Most of those Items last more than 3 months , or the folks who sold you the item they came with will fix them at their own labor expense. This has only happened to me once so far now, but I am a bit worried that it might be more, especially after hearing how it isn't so rare from the owner of that wholesale house.


----------



## TheElectricalGuru (Jan 16, 2007)

I have to say that while doing seminars around the country I hear alot of people with different sides to the AFCI requirements. The main reason ( My Opinion ) we have seen the AFCI move from receptacles in bedrooms to outlets in bedrooms to now majority of the outlets in the dwelling is simply based on trial and error.

For those who do not understand how an AFCI functions and the internal components regarding processors, capacitors and bleeding resistors and so on that are vital to an AFCI's function let alone the 75A to 5A peak drop in the combination devices it is hard for them to grasp....but I always ask this question....Q: Would you think of building a house today without smoke detectors? A: is always NO......so my response is by the time they go off it is too late as the fire has already started in most cases....with an AFCI you atleast hope to stop or prevent an issue that you can't see and if it saves one life I can't put a price tag on that.

As for defective product, you are going to have that with anything and with the demand of AFCI requirements the more product is being put into the market you are bound to have some issues over the time but one issue as a whole does not make a industry wide issue per'se.

AFCI's work....the combination devices are worth the money and they will slowly come down in price as we expand it even more. The issues that concern people are the reasons the 2008 NEC did not mandate ALL areas and leave off issues like Kitchens and Bathroom circuits and so on....I would mark it up as the same reason they changed from receptacles in 1999 to outlets in 2002 and so on.....trial by error and the understanding you have to start somewhere...we all have to start somewhere.

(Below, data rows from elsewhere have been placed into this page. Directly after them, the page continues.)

PR #303, opened 2026-07-21
fix: requeue HTTPProxy promptly on write conflict

ecv:
## Summary

A newly created tunnel took 3-4 minutes before its toggle turned green, because the controller stalled on a retry backoff at creation instead of completing the setup right away. It now retries promptly, so a fresh tunnel programs in seconds rather than minutes.

## Test plan

- [x] New regression test forces the contended write to fail once and asserts the reconcile retries promptly instead of backing off; it fails on the pre-fix code.
- [x] `go build ./...`, `make lint`, and `make test` all pass.

Related to #166

### DIFF
--- a/internal/controller/httpproxy_controller.go
+++ b/internal/controller/httpproxy_controller.go
@@ -124,6 +124,9 @@ func (r *HTTPProxyReconciler) Reconcile(ctx context.Context, req mcreconcile.Req
 	if !controllerutil.ContainsFinalizer(&httpProxy, httpProxyFinalizer) {
 		controllerutil.AddFinalizer(&httpProxy, httpProxyFinalizer)
 		if err := cl.GetClient().Update(ctx, &httpProxy); err != nil {
+			if apierrors.IsConflict(err) {
+				return ctrl.Result{RequeueAfter: retryAfterConflict}, nil
+			}
 			return ctrl.Result{}, err
 		}
 	}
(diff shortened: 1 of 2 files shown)


kevwilliams (approved):

drewr (commented):
Looks like this is instant, infinite retries? Am I reading it wrong?

ecv:
Not instant. One-second interval. Yes forever, in practice it takes a few seconds sometimes.

scotwells:
@ecv what caused the conflict in the first place? I normally try to determine the cause of the conflict and see if there's ways of preventing the conflict before going with this approach. The audit logs via `datumctl activity history` is a great way to see the history of a resource and includes the ability to diff between each change.

ecv:
Two writers touch the Gateway spec, but they don't seem to fight over content, so the 409 looks like a timing artifact rather than a double-write.

The HTTPProxy controller owns the Gateway spec via `CreateOrUpdate`. The gateway controller writes one field on top — the default listener hostname (`gateway_controller.go:159`, `prepareUpstreamGateway`) — derived from the Gateway UID, which doesn't exist until after create, so it can't live in our create or the webhook. The HTTPProxy controller reads it back off the live object before writing, so it never clobbers it. Every other field is ours alone.

If that's right, no field has two owners, and the 409 is the two writes landing in the same resourceVersion window during the creation handoff — made more frequent by the unfiltered `Watches(&Connector{})` re-firing our reconcile on each connect-time status change. That would make retry-on-conflict the right fix, the real bug being the backoff: the default limiter treated expected 409s as failures and climbed to minutes, and nil + 1s requeue resets it.

That also means consolidating to one writer isn't on the table — the UID default forces the two-step. To cut conflicts at the source, two options: a predicate on the Connector watch so status changes we don't consume don't enqueue, or server-side apply so each controller owns its own fields and they stop colliding on resourceVersion. Retry's fine for now regardless.

I'm sure I've missed something obvious.

(`activity history` shows the PUT burst but can't attribute it — both controllers are one binary under one ServiceAccount.)

scotwells:
I wonder if [Server Side Apply](https://kubernetes.io/docs/reference/using-api/server-side-apply/) would help prevent the conflict here?

ecv:
Oh hey look at that.

PR #308, opened 2026-07-21
docs: track version pins in prod-fidelity e2e env

### LINKED ISSUE #278: Track version pins in the prod-fidelity e2e env (why + unpin criteria)
Introduced while standing up CI on the prod-fidelity env (#276, part of #275/#247). Some versions are pinned as **compat workarounds** (should be removed once upstream catches up), others are **deliberate prod-fidelity** pins (remove only when prod moves). Tracking both so no pin lingers unexamined.

## Workaround pins (remove when the cause is gone)

| Pin | Where | Why pinned | Remove when |
| --- | --- | --- | --- |
| **helm `v3.12.3`** | `.github/workflows/test-e2e.yml` (setup-helm) | kustomize v5.5.0 probes helm with `helm version -c`; the `-c` shorthand was removed in helm 3.13, so the latest helm breaks every `kustomize build --enable-helm` in `test-infra:up`. | kustomize is bumped to a release that no longer issues the `-c` probe (or otherwise works with helm ≥3.13). Then drop the `version:` and take latest helm. |
| **kustomize `v5.5.0`** | `Makefile` `KUSTOMIZE_VERSION` | Pre-existing; it is the root cause of the helm pin above. | Bump to a release that fixes the helm probe; re-run `task validate-kustomizations` + the e2e env. Unblocks removing the helm pin. |
| **kind `v0.32.0`** | `Makefile` `KIND_VERSION` (bumped from v0.27.0) | `Taskfile.test-infra.yml` hardcodes `bin/kind-v0.32.0` (to ship the prod node image); the Makefile pin was bumped so `make kind` produces that exact binary. The hardcoded path and the Makefile var can silently drift. | Make the Taskfile reference the Makefile's `KIND` var instead of a hardcoded `bin/kind-v0.32.0` path, so a single pin governs both. Then this bump is just the normal kind pin. |

## Deliberate prod-fidelity pins (remove only on prod upgrade)

| Pin | Where | Why | Remove when |
| --- | --- | --- | --- |
| Envoy Gateway `v1.7.4` + SDK `v1.8.1` | `Taskfile.test-infra.yml`, `config/tools/envoy-gateway-downstream` | EG 1.8 does not program merged gateways served through the extension manager (waf-gw stays with empty status); 1.7.4 matches production. | Production moves off EG 1.7.4. |
| kindest/node `v1.35.5` | `Taskfile.test-infra.yml` | Exact production edge node image. | Production Kubernetes upgrade. |
| coraza-waf `v1.3.0-multiarch.1` | `Taskfile.test-infra.yml` | Production WAF filter, multi-arch so it also loads on arm64 dev hosts. | Production WAF image changes. |

## Related
- #276 — CI on the prod-fidelity env (introduces the workaround pins)
- #275 — lift the e2e suite onto the env
- #247 — the arc

ecv:
Docs-only. 

Transcribes the two pin tables from #278 into `docs/testing/e2e-version-pins.md` — workaround pins (helm, kustomize, kind) and deliberate prod-fidelity pins (Envoy Gateway + SDK, kindest/node, coraza-waf) — each with its live `file:line`, why, and unpin criteria. 

Every pin verified against the repo (no drift). 

Linked from `docs/testing/README.md`.

Closes #278

### DIFF
--- a/docs/testing/README.md
+++ b/docs/testing/README.md
@@ -80,6 +80,7 @@ edge clusters that serve traffic.
 | [`test/e2e-edge/README.md`](../../test/e2e-edge/README.md) | The real-traffic guarantees, scenario by scenario |
 | [`test/parity/README.md`](../../test/parity/README.md) | The parity check that catches silently-inert configuration |
 | [`config/federation/README.md`](../../config/federation/README.md) | Fanning configuration out to edge clusters |
+| [`e2e-version-pins.md`](e2e-version-pins.md) | Version pins in the prod-fidelity env — workarounds and deliberate prod-fidelity pins, with unpin criteria |
 
 > The design rationale that led here — the original audit of test-vs-production
 > gaps and the proposals for closing them — lives in the pull requests that
--- a/docs/testing/e2e-version-pins.md
+++ b/docs/testing/e2e-version-pins.md
@@ -1,0 +1,24 @@
+# e2e version pins
+
+The prod-fidelity e2e env (`task test-infra:up`) stands up two Kind clusters — an
+upstream control plane running the operator and a downstream cluster running the
+Envoy Gateway data plane — to mirror the production edge. Some tool versions
+there are pinned as compat workarounds (drop once upstream catches up); others
+are deliberate prod-fidelity pins (drop only when production moves). Both are
+tracked here so no pin lingers unexamined. See #278.
+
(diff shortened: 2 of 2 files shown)


ecv:
Maybe the repo is a more durable place for this than Issues? – I could go either way, in my current mood.

scotwells (approved):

It has always been my belief that GFCI's provide some level of protecting for arching situations in some fashion but obviously not in the fashion that AFCI's do it...take a series arc that ends up melting down contacts just before its ignition point...chances are it will cause a ground fault condition in the process and hopefully a GFCI will detect it.....however that is not perfect and hopefully the idea is the AFCI will stop it even before it gets to that point......in my opinion if we are going to mandate AFCI's in the level it has been done with the 2008 NEC we then should look at 2011 making it's move to require AFCI on all 15 & 20A 120V applications everythwere in the dwelling....which may or maynot be coming.

Just my views......I have actually been to PA to see them in action and see their function and results of many tests and I am sold on the AFCI concept.....the only thing I differ in is the applications....


----------



## busymnky (Feb 16, 2009)

Has anyone out there been able to buy and install any form of A.F.C.I. protection other than a breaker. I tried here in Denver but couldn't find what I wanted. I found references to combo devices, even patents for them (one was Mike Holt's partners'), but nothing on the shelves. All the inspector required was that the new smoke I installed be A.F.I. protected. No big deal, but I had to totally rework the tiny little panel, and buy a tandem breaker as well as the afi to make it happen. An afi recep would've been so cheep and easy!


----------



## 480sparky (Sep 20, 2007)

busymnky said:


> Has anyone out there been able to buy and install any form of A.F.C.I. protection other than a breaker. I tried here in Denver but couldn't find what I wanted. I found references to combo devices, even patents for them (one was Mike Holt's partners'), but nothing on the shelves. All the inspector required was that the new smoke I installed be A.F.I. protected. No big deal, but I had to totally rework the tiny little panel, and buy a tandem breaker as well as the afi to make it happen. An afi recep would've been so cheep and easy!


AFAIK, no one makes an AFCI receptacle.


----------